PR #2588, opened 2026-06-09
feat: add new filesystem format with ephemeral and persistent folders

alvarocabanas:
Introduces ephemeral/persistent lifecycle semantics for sub-agent filesystem directories.
                                                                                                                                                                                                                                   
Replaces the flat FileSystem map with two explicit sections — ephemeral and persistent — allowing agent type authors to declare the intended lifecycle of each directory in the agent type definition.                         

- Ephemeral directories are deleted when the agent is stopped, removed, or restarted. They are cleared and repopulated on every config update, so files removed from dynamic variables (e.g. config_integrations in com.newrelic.infrastructure) are  automatically deleted from disk without any extra tracking.
- Persistent directories are only deleted when the agent is removed. They are written additively and survive agent stops,  restarts, and config updates, intended for directories owned by the sub-agent process itself (e.g. newrelic-infra/newrelic-integrations/logging).

On every write() call, a startup cleanup phase compares what's on disk against the current agent type configuration and removes stale directories that are no longer in the config. Persistent directories that are still in the config are preserved, while ephemeral directories are always cleared and recreated.


## Checklist
 -->

### DIFF
--- a/agent-control/agent-type-registry/newrelic/host-linux-com.newrelic.infrastructure-0.1.0.yaml
+++ b/agent-control/agent-type-registry/newrelic/host-linux-com.newrelic.infrastructure-0.1.0.yaml
@@ -69,11 +69,13 @@ deployment:
       - --version
     regex: \d+\.\d+\.\d+
   filesystem:
-    config:
-      newrelic-infra.yaml: |
-        ${nr-var:config_agent}
-    integrations.d: ${nr-var:config_integrations}
-    logging.d: ${nr-var:config_logging}
+    persistent:
+      config:
+        newrelic-infra.yaml: |
+          ${nr-var:config_agent}
+      logging.d: ${nr-var:config_logging}
+    ephemeral:
+      integrations.d: ${nr-var:config_integrations}
   executables:
     - id: newrelic-infra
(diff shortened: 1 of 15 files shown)


agent-control/agent-type-registry/newrelic/host-linux-com.newrelic.infrastructure-0.1.0.yaml
```diff
@@ -69,11 +69,13 @@ deployment:
       - --version
     regex: \d+\.\d+\.\d+
   filesystem:
-    config:
-      newrelic-infra.yaml: |
-        ${nr-var:config_agent}
-    integrations.d: ${nr-var:config_integrations}
-    logging.d: ${nr-var:config_logging}
+    persistent:
+      config:
```
paologallinaharbur, line 74: why the configs are under persistent?

alvarocabanas: I assumed it needs to keep there unless the agent is removed, being persistent doesn't mean it won't be overwriten, but I assume there is always a newrelic-infra.yaml if there is an infra agent.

=====

#### GOAL OF THE EXERCISE
Write out the material exactly as given.

#### ANSWER BOX
PR #2588, opened 2026-06-09
feat: add new filesystem format with ephemeral and persistent folders

alvarocabanas:
Introduces ephemeral/persistent lifecycle semantics for sub-agent filesystem directories.
                                                                                                                                                                                                                                   
Replaces the flat FileSystem map with two explicit sections — ephemeral and persistent — allowing agent type authors to declare the intended lifecycle of each directory in the agent type definition.                         

- Ephemeral directories are deleted when the agent is stopped, removed, or restarted. They are cleared and repopulated on every config update, so files removed from dynamic variables (e.g. config_integrations in com.newrelic.infrastructure) are  automatically deleted from disk without any extra tracking.
- Persistent directories are only deleted when the agent is removed. They are written additively and survive agent stops,  restarts, and config updates, intended for directories owned by the sub-agent process itself (e.g. newrelic-infra/newrelic-integrations/logging).

On every write() call, a startup cleanup phase compares what's on disk against the current agent type configuration and removes stale directories that are no longer in the config. Persistent directories that are still in the config are preserved, while ephemeral directories are always cleared and recreated.


## Checklist
 -->

### DIFF
--- a/agent-control/agent-type-registry/newrelic/host-linux-com.newrelic.infrastructure-0.1.0.yaml
+++ b/agent-control/agent-type-registry/newrelic/host-linux-com.newrelic.infrastructure-0.1.0.yaml
@@ -69,11 +69,13 @@ deployment:
       - --version
     regex: \d+\.\d+\.\d+
   filesystem:
-    config:
-      newrelic-infra.yaml: |
-        ${nr-var:config_agent}
-    integrations.d: ${nr-var:config_integrations}
-    logging.d: ${nr-var:config_logging}
+    persistent:
+      config:
+        newrelic-infra.yaml: |
+          ${nr-var:config_agent}
+      logging.d: ${nr-var:config_logging}
+    ephemeral:
+      integrations.d: ${nr-var:config_integrations}
   executables:
     - id: newrelic-infra
(diff shortened: 1 of 15 files shown)


agent-control/agent-type-registry/newrelic/host-linux-com.newrelic.infrastructure-0.1.0.yaml
```diff
@@ -69,11 +69,13 @@ deployment:
       - --version
     regex: \d+\.\d+\.\d+
   filesystem:
-    config:
-      newrelic-infra.yaml: |
-        ${nr-var:config_agent}
-    integrations.d: ${nr-var:config_integrations}
-    logging.d: ${nr-var:config_logging}
+    persistent:
+      config:
```
paologallinaharbur, line 74: why the configs are under persistent?

alvarocabanas: I assumed it needs to keep there unless the agent is removed, being persistent doesn't mean it won't be overwriten, but I assume there is always a newrelic-infra.yaml if there is an infra agent.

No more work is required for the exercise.